Талант это дар от Бога! Но какую совесть надо иметь, чтобы за этот дар грязью отблагодарить Того, от Кого он получен! Как называется такой человек и как следовало бы поступить с ним? А Бог терпит и прощает!

– И ты решил поправить то, что недосмотрели там!

– Не богохульствуй! Нелегко себя наизнанку выворачивать. Пойми, Андрей, я не против Валеры. Умный и честный человек разберется в его художествах. А нежить? Она всякую грязь подберет, чтобы дурачье потешить! А дурак решит: коль один написал, а другие напечатали, значит и мне можно! Решат: это и есть свобода! Свобода от совести, от правды! Так ведь было у нас такое! Свобода верующего заканчивается там, где начинается церковное право! Не мною сказано! А вы, интеллигенция, нет, чтобы послужить словом народу своему! Укусить норовите! Уколоть! Вот за что дураки похвалят! А граница между свободой творчества, как вы ее называете, и оскорблением веры ой хрупка, Андрюша. Не всякий заметит, как преступил!

Да, нынешняя власть – мерзость. Переживем их! Зато по губам вас! И пока церковь не окрепла, пусть помогают ей, как умеют. Извини за пафос: это наша, Православная Россия. Нам в ней жить. И каждый сам решает, что он может и хочет для нее сделать.

Серафим виновато улыбнулся.

– Повиниться хотел, а вышло наоборот. Но загляни в свое сердце, так ли невинен Валера? Мрак в душе его!

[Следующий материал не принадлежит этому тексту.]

PR #1312, opened 2026-03-12
Performance: extract action deletions into a separate task

kalessil:

Partially addresses ACTSCH-15 https://github.com/woocommerce/action-scheduler/issues/912.

A new `action_scheduler_run_actions_cleanup_hook` recurring action has been introduced to clean scheduler tables outside of business hours (3 am). This process uses predictable throughput, cleans batches of 250 (minimum) actions per status, and optimizes execution budgets.

> Note: executed with high priority as the task is fast and critical for maintaining Action Scheduler performance independently of how full the queue is.

If a custom cleaner is in use, the cleanup behavior remains unchanged. Actions are cleaned in batches of 20 (by default) per status, with cleanup performed at the start of the queue run via cron or CLI.

The main changes are contained in `\ActionScheduler_QueueCleaner::clean_actions`, which alternates between piggy-back and scheduled cleanup to ensure backward compatibility and predictable throughput accordingly.

This change primarily targets WooCommerce HVMs, ensuring that cleanup parameters are predictable and do not disrupt business operations during working hours.

> Backward compatibility: These changes apply only when the standard ActionScheduler_QueueCleaner is in use. Custom cleaner subclasses preserve the previous cleanup behavior.

Testing the New Default Behavior:
- Build the scheduler from this branch (e.g., `pnpm build`) and install it on your test site as a standard WordPress plugin.
- Navigate to the admin area, then go to `Tools -> Scheduled Actions`.
- Search for `action_scheduler_run_recurring_actions_schedule_hook` and execute it.
- Verify `action_scheduler_run_actions_cleanup_hook` recurring action appeared and scheduled to 3am the next day (site TZ)
- Run the action and confirm it completes successfully. Although trailing actions are covered by unit tests, your testing site may generate multiple trailing cleanup actions. Please allow time for these actions to finish, and ensure that action spawning stops. At the end, verify that only one pending `action_scheduler_run_actions_cleanup_hook` action remains.
- Verify that `wp action-scheduler run && wp action-scheduler clean` completes successfully.

Testing original behavior with a custom cleaner:
- Add the code from below, e.g., as an MU-plugin
- Attempt to run `action_scheduler_run_actions_cleanup_hook` from admin again and verify its execution log mentions missing callback hook (if customer has this customization already in place, the action will not be scheduled at all, so failure here is expected)
- Verify that `wp action-scheduler run && wp action-scheduler clean` completes successfully.

```php
add_filter(
	'action_scheduler_queue_runner_class',
	function () {
		class CustomQueueRunner extends ActionScheduler_QueueRunner {
			public function __construct( ?ActionScheduler_Store $store = null, ?ActionScheduler_FatalErrorMonitor $monitor = null, ?ActionScheduler_QueueCleaner $cleaner = null, ?ActionScheduler_AsyncRequest_QueueRunner $async_request = null ) {
				parent::__construct( $store, $monitor, new class() extends ActionScheduler_QueueCleaner {}, $async_request );
			}
		}

		return CustomQueueRunner::class;
	}
);
```

### DIFF
--- a/classes/ActionScheduler_QueueCleaner.php
+++ b/classes/ActionScheduler_QueueCleaner.php
@@ -85,7 +85,7 @@ class ActionScheduler_QueueCleaner {
 	}
 
 	/**
-	 * Default queue cleaner process used by queue runner.
+	 * Handles action deletion for both the scheduled cleanup task and the inline cleanup cycle.
 	 *
 	 * @since 3.9.4 by default, failed actions are removed after three months.
 	 * @return array
--- a/classes/ActionScheduler_QueueCleaner.php
+++ b/classes/ActionScheduler_QueueCleaner.php
@@ -226,7 +226,7 @@ class ActionScheduler_QueueCleaner {
 
 			$fetched_actions_count      = count( $actions_to_delete );
 			$iteration_unused_budget    = $is_scheduled_cleanup ? ( $iteration_execution_budget - $fetched_actions_count ) : 0;
-			$continue_scheduled_cleanup = $continue_scheduled_cleanup || ( $fetched_actions_count === $iteration_execution_budget );
+			$continue_scheduled_cleanup = $continue_scheduled_cleanup || ( $iteration_execution_budget === $fetched_actions_count );
 		}
 
 		if ( $is_scheduled_cleanup && $continue_scheduled_cleanup ) {
--- a/classes/ActionScheduler_QueueCleaner.php
+++ b/classes/ActionScheduler_QueueCleaner.php
@@ -171,6 +171,9 @@ class ActionScheduler_QueueCleaner {
 			try {
 				$this->store->delete_action( $action_id );
 				$deleted_actions[] = $action_id;
+				// Pause for 1ms to prevent excessive action and log deletion queries from flooding the replication log in clustered environments.
+				// This adds approximately 50–75ms per queue run at default batch sizes, which is negligible relative to the execution time budget.
+				usleep( 1000 );
 			} catch ( Exception $e ) {
 				/**
 				 * Notify 3rd party code of exceptions when deleting a completed action older than the retention period
--- a/classes/ActionScheduler_QueueCleaner.php
+++ b/classes/ActionScheduler_QueueCleaner.php
@@ -4,6 +4,13 @@
  * Class ActionScheduler_QueueCleaner
  */
 class ActionScheduler_QueueCleaner {
+	/**
+	 * The cleaner action hook is scheduled to run daily to initiate cleanup. It also triggers a series of non-recurring
+	 * actions that continue the cleanup in batches until all deletion actions are completed.
+	 *
+	 * @var string
+	 */
+	private const RUN_SCHEDULED_CLEANER_HOOK = 'action_scheduler_run_actions_cleanup_hook';
 
 	/**
 	 * The batch size.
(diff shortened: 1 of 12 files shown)


jorgeatorres (commented):
Hey @kalessil!

Thanks for all your work on this one. I think moving to an async job is definitely a move in the right direction and the fallback you added (for custom cleaners) addresses BC concerns cleanly. 💯.

Only thing I noticed is that there's a (perhaps small?) risk of the cleanup never running if the other tasks (which are normally of higher priority) keep the queue "occupied". Previously, cleanup _always_ ran as part of any queue run, instead of competing with the rest of the queue.

Im not sure how likely this is to happen, but on a site with a very busy queue of tasks of priority <= 10, it could in theory happen. A few options we could consider:

- Schedule the daily cleanup with higher priority (10 as other normal work)
- Add a time-based guard during a normal batch run: if the cleanup action exists and hasn't completed in N hours after its scheduled time, run it synchronously as part of the batch run (similar to how things behaved before this PR).

What do you think? Let me know if I've missed something.

kalessil:
Thanks for the feedback @jorgeatorres!

> Add a time-based guard during a normal batch run: if the cleanup action exists and hasn't completed within N hours of its scheduled time, run it synchronously as part of the batch run (similar to how things behaved before this PR).

I think this is not necessary:
- Ensuring the cleanup is scheduled is backed by A-S already (via scheduled `action_scheduler_run_recurring_actions_schedule_hook` daily task).
- If we demand harder guarantees here, we should probably execute `add_action( 'action_scheduler_init', array( $this, 'schedule_recurring_scheduler_hook' ) );` on plugin update to force the sync (needs verifying on the side-effects)

> Schedule the daily cleanup with higher priority (10 as other normal work)

Tricky one, similar to `action_scheduler_run_recurring_actions_schedule_hook`: there is a risk that if the queue is not draining by 3 AM (it's still a red flag for the store), both tasks will be pushed back further.

How about changing the priority to 0 or 5 for both of them? Both are fast and critical to A-S working correctly and performing well - interruption to queue processing, even in a fully stocked queue, will be minimal and likely not noticeable at 3 AM.

jorgeatorres (commented):
Thanks for making the updates @kalessil!

I spent a bit more time on this and I'm thinking we should limit the continuation/trailing jobs to just one (`unique = true`). I know this is explicitly called out in the current code, but thinking of busy stores with tons of failed old actions, this new cleanup could end up dominating the queue for a while, which isn't ideal (particularly due to the busy nature of the store in the first place).

Notice that `delete_old_actions()` can schedule 2 more continuation jobs, and assuming enough actions remain for cleanup, (> 250 in each run) those will in turn spawn 2 more, and so on.

Assuming the default queue of 25 jobs, cleanup jobs might end up taking all the spots eventually until the cleanup finalizes. Given prior to this PR, A-S never auto-deleted failed actions, it's not unreasonable to think there might be a backlog there.

To replicate the situation, you can artificially insert into the database, say, 10000 failed/completed/canceled actions with a date in the 2000s, for example.

After the initial run of the cleanup job, you can process the queue in discrete steps by running:

```
wp action-scheduler run \
    --hooks=action_scheduler_run_actions_cleanup_hook,action_scheduler_continue_actions_cleanup_hook \
    --batch-size=25 --batches=1
```

After each run you can confirm that the actions are getting deleted *but* also that scheduled cleanup jobs duplicate in size.

Let me know if you want me to share a script to set up things for that.

I've proposed a fix in #1325, which should merge cleanly into this branch, if you think it's reasonable. It makes the trailing jobs `unique = true`, so during the cleanup we at most occupy 1 spot in each queue. I think that should be enough and allows for other jobs to process normally. We could adjust the number of jobs later on if we think there's an opportunity, but for this version maybe we should be conservative as to not impact the ability for a site to process their normal workload. What do you think?

kalessil:
Good finding @jorgeatorres! I'll review/merge your PR today and ping you back.

jorgeatorres (approved):
LGTM. Thank you @kalessil!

– Мы совершили подлость, отец! Он с нами, как на исповеди говорил. Как с друзьями.

Мужчины обернулись. Прислонившись к косяку двери, в майке, джинсах и резиновых тапках, скрестив на груди руки, стоял Аркадий. Он был бледен. Алена с двумя толстыми косами и в светлых бриджах, не снимая кроссовок, присела на табурет у входа.

– Тут виноват, – пробормотал Серафим. – Плохой из меня пастырь, если не сумел сам справиться со скверной. Выговорись, выговорись. Легче станет…

– Теперь он там из-за нас. Бог прощает, а не казнит. Если б поступали вы, как в евангелии, к вам бы на брюхе ползли! – Серафим кусал ус. – Простите нас, дядя Андрей. Мы думали, что дядя Валера поглумиться хотел. Отец психовал, говорил, что за такое по губам бьют. Мне его жаль стало. Я письменно подтвержу, что дядя Валера не виноват! Прятаться не стану!

– Не суйтесь, пока не спросят. Без вас разберутся, – ответил Андрей. – А спросят: Никита пьяный был. Пусть подальше уедет. У них твой дневник…Лишнее я вырвал.

Худощавое лицо парня, казалось, еще вытянулось и лишилось последней кровинки.

– Это то, о чем ты говорил вчера, сын? – спросил Серафим и понурился.

– Как в церкви было? – спросил Аспинин.

Аркадий рассказал. Щеки Алены порозовели. Она заплакала и отвернулась. Мужчины старались не смотреть друг на друга.

– Никита тогда, как больной был, – сказал Аркадий. – А получилось – специально…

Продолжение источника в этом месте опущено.